Hello there-! I am a brand new maker, and my lists are actually beginning to fill up. My head prices are under $300, and you can get handpaws and a tail with that as well for around 300. If you're interested, we have someone working on a website for us. I have a google form for people who are interested to fill out. Remember, I am a BRAND new maker, but I don't stall with your stuff. I have my things done asap, about 2-3 months at the MOST. If its just a tail, I can make that in one day, but shipping doesn't apply to that  I'm based in the US and currently I only ship to the U.S.


----------



## calvin1874 (Apr 23, 2017)

hi im calvin , im wanting to buy a fursuit head for my daughter for around 150 to 180 , she is only 12 and i dont want to put alot into it at this moment in time , if anyone can help me out with a used head for sell my email address is brandon20103@yahoo.com please write me and let me know...


----------



## crystallinecanine (Apr 24, 2017)

If you have a bit of push room, my heads start at 350. My commissions are open, so please check me out! ^_^
Here is my site:
inajiffy-creations.weebly.com: My Site


----------



## OakenheelTheWolf (Apr 24, 2017)

crystallinecanine said:


> If you have a bit of push room, my heads start at 350. My commissions are open, so please check me out! ^_^
> Here is my site:
> inajiffy-creations.weebly.com: My Site


Oh man you are such a talented fursuit maker! I am afraid i do not have that much money though. I am going to try to sell artwork so I might be able to get enough money in a little while! We'll see! I might be your next buyer!!!!!!


----------



## OakenheelTheWolf (Apr 24, 2017)

How long would it take? Two or three months or more?


----------



## crystallinecanine (Apr 24, 2017)

OakenheelTheWolf said:


> How long would it take? Two or three months or more?

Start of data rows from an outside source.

PR #1054, opened 2024-01-20
fix: Browser page titles

rschristian:
This addresses a few things:

- REPL doesn't set the page (browser) title
  - This can be seen most easily by opening [this link](https://preactjs.com/guide/v10/getting-started) to the 'Getting Started' page and then switching to the REPL from the header -- the browser title will still be 'Getting Started ...'
- The prerendered titles do not match the titles as they'd be set client-side
  - I like the prerendered titles way more, `Getting Started - Preact Guide` vs `Getting Started | Preact: Fast 3kb React alternative with the same ES6 API. Components & Virtual DOM.` See below, I think this might've been a bug.
- Upon extracting out the title creation, I also tried to make `/page` less of a grab-bag and moved most of the main utilities out. It's still not ideal and can use some refactoring (splitting it up into guide, tutorial, and blog would probably be a good idea), but this is an improvement I think.
- Slightly edited the `showTitle` for Page, see below for explanation

### DIFF
--- a/src/components/controllers/page/index.js
+++ b/src/components/controllers/page/index.js
@@ -1,131 +1,19 @@
 import { Fragment, h } from 'preact';
-import { useEffect, useState, useMemo, useRef } from 'preact/hooks';
+import { useEffect, useMemo } from 'preact/hooks';
 import cx from '../../../lib/cx';
 import ContentRegion from '../../content-region';
-import { getContentOnServer, getContent } from '../../../lib/content';
 import config from '../../../config.json';
 import style from './style.module.css';
 import Footer from '../../footer';
 import Sidebar from './sidebar';
 import Hydrator from '../../../lib/hydrator';
 import EditThisPage from '../../edit-button';
-import {
-	getPrerenderData,
-	InjectPrerenderData
-} from '../../../lib/prerender-data';
+import { InjectPrerenderData } from '../../../lib/prerender-data';
 import { isDocPage } from '../../../lib/docs';
 import { useStore } from '../../store-adapter';
 import { AVAILABLE_DOCS } from '../../doc-version';
 import { Time } from '../../time';
-
-const getContentId = route => route.content || route.path;
-
-/**
- * Set `document.title`
- * @param {string} title
- */
-export function useTitle(title) {
-	useEffect(() => {
-		if (title) {
-			document.title = `${title} | ${config.title}`;
-		}
-	}, [title]);
-}
-
-/**
- * Set the meta description tag content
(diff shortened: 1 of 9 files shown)


src/components/controllers/page/index.js
```diff
@@ -1,131 +1,19 @@
...
-const getContentId = route => route.content || route.path;
-
-/**
- * Set `document.title`
- * @param {string} title
- */
-export function useTitle(title) {
-	useEffect(() => {
-		if (title) {
-			document.title = `${title} | ${config.title}`;
```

I work quickly, so if my personal life doesn't interfere much, then a month in a half at most. (the making time also depends on what kind of payment plan you choose, since I only ship out once all payments have been made) :3


----------



## OakenheelTheWolf (Apr 24, 2017)

crystallinecanine said:


> I work quickly, so if my personal life doesn't interfere much, then a month in a half at most. (the making time also depends on what kind of payment plan you choose, since I only ship out once all payments have been made) :3


Etsy is what i would pay on XD


----------



## crystallinecanine (Apr 24, 2017)

OakenheelTheWolf said:


> Etsy is what i would pay on XD


I also have an etsy shop. ^_^ You can pm me or send in a quote request from my website if you're ever interested in commissioning me. In any case, I hope that you can find a fursuit maker to make your character! ^o^


----------



## OakenheelTheWolf (Apr 24, 2017)

crystallinecanine said:


> I also have an etsy shop. ^_^ You can pm me or send in a quote request from my website if you're ever interested in commissioning me. In any case, I hope that you can find a fursuit maker to make your character! ^o^


Im definetly PLANNING to buy from u!


----------



## Royn (Apr 24, 2017)

YAAY want a fursuit head!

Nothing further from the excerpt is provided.